Ela deu o nome de “arroba do dia” à estratégia. Na manhã de segunda-feira, 16 de fevereiro de 2026, a paraibana Letícia, de 24 anos, publicou um vídeo pedindo que os seguidores fizessem um mutirão para marcar o jogador Richarlison e garantiu que daria certo. Deu, conforme reportagem de Gabriel Lima publicada pelo portal Metrópoles em 18 de fevereiro de 2026 e cobertura da imprensa paraibana nos dias anteriores.
Cerca de cinco horas depois daquela primeira publicação, ela voltou às redes para anunciar que o atacante do Tottenham e da Seleção Brasileira havia visto o vídeo, respondido e transferido R$ 200 mil para a campanha. A arrecadação saltou de R$ 124.465,18 para R$ 324.896,18, passando de 31% para mais de 81% da meta de R$ 400 mil.

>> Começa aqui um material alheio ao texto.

PR #1391, opened 2016-11-11
Make TestServer.make_url compatible with yarl.URL

imbolc:

Nope

## Related issue number

https://github.com/KeepSafe/aiohttp/issues/1389

### DIFF
--- a/aiohttp/test_utils.py
+++ b/aiohttp/test_utils.py
@@ -74,6 +74,8 @@ class TestServer:
                                                           ssl=self._ssl)
 
     def make_url(self, path):
+        if isinstance(path, URL):
+            path = str(path)
         assert path.startswith('/')
         return URL(str(self._root) + path)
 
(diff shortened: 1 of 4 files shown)


aiohttp/test_utils.py
```diff
@@ -78,6 +78,8 @@ def _make_factory(self):
         pass
 
     def make_url(self, path):
+        if isinstance(path, URL):
```
asvetlov: I believe `return self._root.join(URL(path))` is easier solution.

imbolc: I'm not sure what `path.startswith('/')` is checking, but in your solution if we pass `http://foo.com/` as `path` it returns `http://foo.com/` for any `self._root`. Is it ok?

asvetlov: I thinks yes, it's just testing tool.
`.startswith()` does test for relative URL.
The same could be done by `assert not URL(path).is_absolute()`.
Not sure if we need this check but it is harmless.

imbolc:
Done

asvetlov:
Thanks!

asvetlov:
Will be published as part of aiohttp 1.1.4 soon.

PR #2759, opened 2018-02-26
Fix MultipartWriter.append* no longer returning part/payload.

terencehonles:
## What do these changes do?

- Fixes commit: caa6bdb2484bf821b52a65322efa98a889b593de

  MultipartWriter.append methods used to return the part appended to the writer so one could set the content_disposition, etc. This patch restores that functionality so the code matches the documentation in multipart.rst

- This patch also makes append_json use the JsonPayload object instead of duplicating functionality.

Fix regression

## Checklist

### DIFF
--- a/CHANGES/2759.bugfix
+++ b/CHANGES/2759.bugfix
@@ -1,0 +1,1 @@
+Fix MultipartWriter.append* no longer returning part/payload.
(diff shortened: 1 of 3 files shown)


asvetlov:
Thanks!

Issue #2698, opened 2018-01-30
Change flow control for writers


asvetlov:
Since `writer.write()` is a coroutine -- no need for internal writer buffer at all.
On socket's internal send buffer overflow the writer should be paused without trying to fill application level transport buffer -- it makes no sense but wastes extra memory and CPU cycles.

fafhrd91:
you should run some benchmarks before 3.0 release

fafhrd91:
btw raw results for round 15 techempower benchmarks are ready https://tfb-status.techempower.com/

fafhrd91:
aiohttp consistently outperform sanic :)

despite fact that sanic is super fast

asvetlov:
@fafhrd91 yes, sure.
As side effect of enforcing write to bufferless coroutine I expect getting rid of reported aiohttp problems like #2669

asvetlov:
@fafhrd91 is there a page with human readable results?
My brain does not parse JSON easy.

fafhrd91:
write buffer can help with performance.

what I do in actix is write everything to buffer and flush this buffer only once per event loop iteration. so for example if you have multiple request in processing queue, you can write all response once before pushing data to a socket. only with this optimization actix can process 1m requests a second

fafhrd91:
human readable results are not ready yet. you should open json file in Firefox, it shows json nicely, at least nightly Firefox.

fafhrd91:
@asvetlov here is script

```python
import json

#data = open("results.2018-01-27-17-41-53-405.json", 'r').read()
#data = open("results.2018-01-27-17-41-53-405.json", 'r').read()
data = open("results.2018-01-18-09-55-11-468.json", 'r').read()
data = json.loads(data)
raw_data = data['rawData']

res = {}
for key in ['fortune', 'plaintext', 'db', 'update', 'json', 'query']:
    results = []
    d = raw_data[key]
    for name, val in d.items():
        #if len(val) < 5:
        #    continue
        info = val[0]
        s, e = info['startTime'], info['endTime']
        if 'totalRequests' not in info:
            continue

        reqs = info['totalRequests']
        persec = reqs / (e-s)
        results.append((persec, name, reqs))

    results.sort()
    res[key] = [(name, r1, r2) for (r1, name, r2) in list(reversed(sorted(results)))]

print(json.dumps(res))
```

pfreixes:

O dinheiro é destinado a próteses de alta tecnologia e ao processo de reabilitação.
O acidente que mudou tudo em janeiro de 2023

O que levou a jovem à campanha aconteceu três anos antes. Em 12 de janeiro de 2023, ela seguia para a faculdade quando foi atingida por um ônibus e arrastada por 36 metros.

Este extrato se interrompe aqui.